We recently drove to KS to check out our next post. I had done a lot of research prior to going and felt positive about the trip. HOWEVER, once there, I felt like I was suffocating! There are so many farms that I felt trapped. I felt anxious. I felt like I had no options other than the tiny town of 50,000 people to seek refuge.
Even though the town is cute and the people are friendly, I found myself holding my breath and repeating to myself "its going to be o.k., its going to be o.k.". But the truth is, I felt this pit in my stomach growing as we tried to find a home to rent that would suit our needs. Due to the fact that Manhattan, KS is home to Kansas University, most renters are college students. This makes the land lords very weary of people with pets - hence, it seems that 95% of them will not accept pets and those that do charge a premium or require your cat to be declawed. My cat is 13yrs old, I am opposed to declawing. I find myself in a situation where I am considering it just so we can have a nice place to live.
Its also been difficult to find something within our housing allowance. So I agreed to consider post housing. I'd prefer to NOT live on post just because I like to have a life outside the military and Eric's job. However, the housing situation in Manhattan was looking bleak so we checked out the quarters we qualified for. I looked passed the tiny galley kitchen, I looked passed the fact thare there was one toilet, I looked passed the fact that there was street parking only, but I couldn't look passed the tiny bedrooms and tiny closets - we couldn't fit our dresser in the same room with our bed! When I asked the lady what people did about the lack of closet space, she said people set up clothing racks in the basement. Yes - there was an unfinished basement where the washer and dryer would be...
Then we went to look at the newer neighbourhood. One of the housing officers referred to this area and the post ghetto when talking my girlfriend. I think that just about sums it up. They were townhomes and it seemed like everyone was crammed into each street - crap bursting out of each home, toys strewn all over the yards. The floorplans looked like they would accommodate us though.
Lastly, we went to see the newest housing - it was gorgeous! We were told we'd have little to no chance of getting into that housing.
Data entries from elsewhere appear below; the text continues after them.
PR #4678, opened 2026-04-08
Watch pod events for updating TargetGroupBindings with ReadinessGates

cezarsa:
### Description

This change makes the TargetGroupBinding controller more efficient by not requeueing on a timer when using readiness gates and waiting for pods to become ready.

Previously, when readiness gates were present on pods, the controller would requeue at a fixed interval while it had non-ready endpoints or containers. This is because the controller never knew when the pod containers would be ready, since the readiness gates prevented the EndpointSlice status from being updated when the container status changed.

With this change, we should avoid unnecessary requeues while also making the controller respond more quickly to changes in pods. The change was also hinted as a possible improvement in the original PR that introduced the interval-based requeue: https://github.com/kubernetes-sigs/aws-load-balancer-controller/pull/1528

### Checklist
- [x] Manually tested


zac-nixon:
I am a little concerned about this performance penalty incurred by this change. Especially in large clusters, this will add a lot of load for processing pods that are not relevant to the load balancers we manage.

cezarsa:
@zac-nixon I don't think that's really gonna be the case. List watchers for Pod resources already exist in the PodInfoRepo implementation (which makes me realize this PR should probably be updated to make them use a controller-runtime Getter instead of a custom ListWatcher), so in a way, the controller is already processing all Pod events, just not storing most of its data.

This PR will essentially just add 2 DeepEqual comparisons and 2 `string.HasPrefix` calls to most events. Which shouldn't have that big of an impact on processing time.

The memory usage increase, though, can be significant, since the controller will be caching full Pods rather than just the PodInfo representation.

I've just tested this on a fairly large cluster with ~13k pods, and this is what it looks like before and after this change:
 
Screenshot 2026-04-14 at 10 41 57

zac-nixon:
Looking at the memory graph, it looks like you're now using ~3x the memory?

cezarsa:
@zac-nixon I've updated the PR adding a new commit to ensure we reuse the PodInfoRepo for watching the Pods, and the complete Pod objects are no longer cached. That improved memory usage a lot, there's only a very small increase on a cluster now with ~25k pods:

Screenshot 2026-05-05 at 19 56 22

zac-nixon (approved):
/ok-to-test
/approved

Thanks for the performance improvement!

zac-nixon (approved):
/lgtm
/approved

PR #4686, opened 2026-04-13
Automate helm ClusterRole RBAC sync from kubebuilder

shraddhabang:
### Issue
We've had repeated issues where developers add new kubebuilder RBAC markers but forget to update the helm chart's ClusterRole, causing helm-installed controllers to have missing permissions. The helm rbac.yaml was maintained by hand, separate from the kubebuilder-generated  role.yaml, and over time they drifted — different resource groupings, missing rules, verb ordering mismatches.

### Description

This PR eliminates that problem by making role.yaml the single source of truth for the controller's ClusterRole rules. The sync now runs automatically as part of make manifests, so there's no extra step to remember. A CI check (`verify-rbac-sync` in `quick-ci`) catches any drift if someone bypasses the Makefile.

### Scope:

This sync only covers the ClusterRole rules (the controller's own permissions). The following are not synced and remain hand-maintained in the helm chart and/or the sync script:

- Leader election Role and RoleBinding (helm-templated with release-specific names/namespaces)
- Conditional secrets permission (clusterSecretsPermissions.allowAllSecrets — helm-only, no kubebuilder equivalent)
- ClusterRoleBinding (helm-templated)
 
If any of these need changes, update `sync-rbac-to-helm.sh` directly.

### Checklist
- [x] Manually tested


hack/verify-rbac-sync.sh
```diff
@@ -0,0 +1,37 @@
...
+set -o nounset
+set -o pipefail
+
+SCRIPT_DIR="$(cd "$(dirname "${BASH_SOURCE[0]}")" && pwd)"
+
+"${SCRIPT_DIR}/sync-rbac-to-helm.sh"
+
+changed_files=$(git status --porcelain --untracked-files=no -- helm/aws-load-balancer-controller/templates/rbac.yaml || true)
+if [ -n "${changed_files}" ]; then
+   echo "Detected that helm RBAC is out of sync with kubebuilder RBAC; run 'make sync-rbac'"
```
wweiwei-li: The error message is suggesting run make, do we need to also add `sync-rbac` to make file.  Right now it is only part of `make manifests`

wweiwei-li (approved):

helm/aws-load-balancer-controller/templates/rbac.yaml
```diff
@@ -54,83 +54,82 @@ metadata:
...
+  resources: [listenerruleconfigurations/finalizers, loadbalancerconfigurations/finalizers, targetgroupconfigurations/finalizers]
+  verbs: [patch, update]
 - apiGroups: ["gateway.k8s.aws"]
-  resources: [loadbalancerconfigurations/status, targetgroupconfigurations/status, listenerruleconfigurations/status]
-  verbs: [get, patch, watch]
-- apiGroups: ["gateway.networking.k8s.io"]
-  resources: [gatewayclasses, gateways]
-  verbs: [get, list, watch, patch]
+  resources: [listenerruleconfigurations/status, loadbalancerconfigurations/status, targetgroupconfigurations/status]
+  verbs: [get, patch, update]
```
shuqz, line 109: we changed from `watch` to `update`  that's a real permission change instead of order shuffle, and i see we added `patch` permission to resources: [referencegrants]. how are we planning to inform customers. release note?

hack/verify-rbac-sync.sh
```diff
@@ -0,0 +1,37 @@
...
+"${SCRIPT_DIR}/sync-rbac-to-helm.sh"
+
+changed_files=$(git status --porcelain --untracked-files=no -- helm/aws-load-balancer-controller/templates/rbac.yaml || true)
+if [ -n "${changed_files}" ]; then
+   echo "Detected that helm RBAC is out of sync with kubebuilder RBAC; run 'make manifests'"
+   echo "changed files:"
+   printf "%s\n" "${changed_files}"
+   echo "git diff:"
+   git --no-pager diff -- helm/aws-load-balancer-controller/templates/rbac.yaml
+   echo "To fix: run 'make sync-rbac'"
```
shuqz: i do not see sync-rbac in makefile

helm/aws-load-balancer-controller/templates/rbac.yaml
shraddhabang: The [kubebuilder](https://github.com/kubernetes-sigs/aws-load-balancer-controller/blob/d42a2ae5408514f7ed9ac79898fe88433ec27142/controllers/gateway/gateway_controller.go#L146) had these permissions for referance grants and helm did not have these since they were manually updated. When sync script ran, it picked up kube-builder perms. 

usually customer get the helm perm updates automatically when they upgrade the version. but we will add this in `Actions required` section as well to pick up new values.

hack/verify-rbac-sync.sh
shraddhabang: Good catch updated.

PR #1042, opened 2024-02-16
fix: text editor stuck in 6 lines size

luk3skyw4lker:
Somehow a there was classless div between the evidence_preview codeblock and ace editor (code-viewer) divs that was limiting the height of the ace editor codeblock, all that was necessary was set this div height to 100% for everything to work.

The div between the other two mentioned divs:
image


jkennedyvz (approved):
LGTM!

Why? Well, because they are giving that housing to people that are being moved out of homes that need to be updated. I still keep hope that we might get lucky.
We then looked at the tiny little town on the other side of post. Strip clubs, liquor stores, pawn shops...some of the main drag was cute. There is some affordable housing in this area and places that accept pets though...lucky us!
Then I found out that Wyatt won't be able to go to preschool unless I pay for him to go because there is a shortage of spaces available in Manhattan - even though he has a speech delay! We get free preschool at a wonderful school here in Colorado. I am ticked off! Wyatt has two more years until kindergarden! Also, we're told that some of the schools are so crowded that they are not accpeting new students and that once I do find a place to live, I should call that school to make sure they will take Wyatt for the grade he needs. I haven't even bothered to start calling around about Kindergarden yet - it just makes me sick.
Oh - did I tell ya about the medical care? I'll be driving 4 hrs return to Kansas City for Wyatt's opthalmologist, geneticist, endocrinologist, ENT and the cleft clinic. The good news is that I will get reimbursed for my mileage. We also have the option of staying with Denver providers and making the 7hr drive each way...an option I am considering, but not favoring.
So...basically I am hating the Army right now. I have to leave my beautiful house, my son can't get into preschool and I have to live in a tiny town in the middle of Kansas. SORRY!!! I JUST CAN'T BE POSITIVE RIGHT NOW! I AM PISSED OFF!
Also add Eric leaving again for 3 months, being told to expect another 12 month deployment sometime after March 2010 and us more than likely losing money on our house and ummm...yeah...I'm not a happy camper...don't try to talk me out of it! It sucks! I am allowed to say it sucks! I'll get over it sooner or later and make the best of it. For now, I just want to scream until I pass out!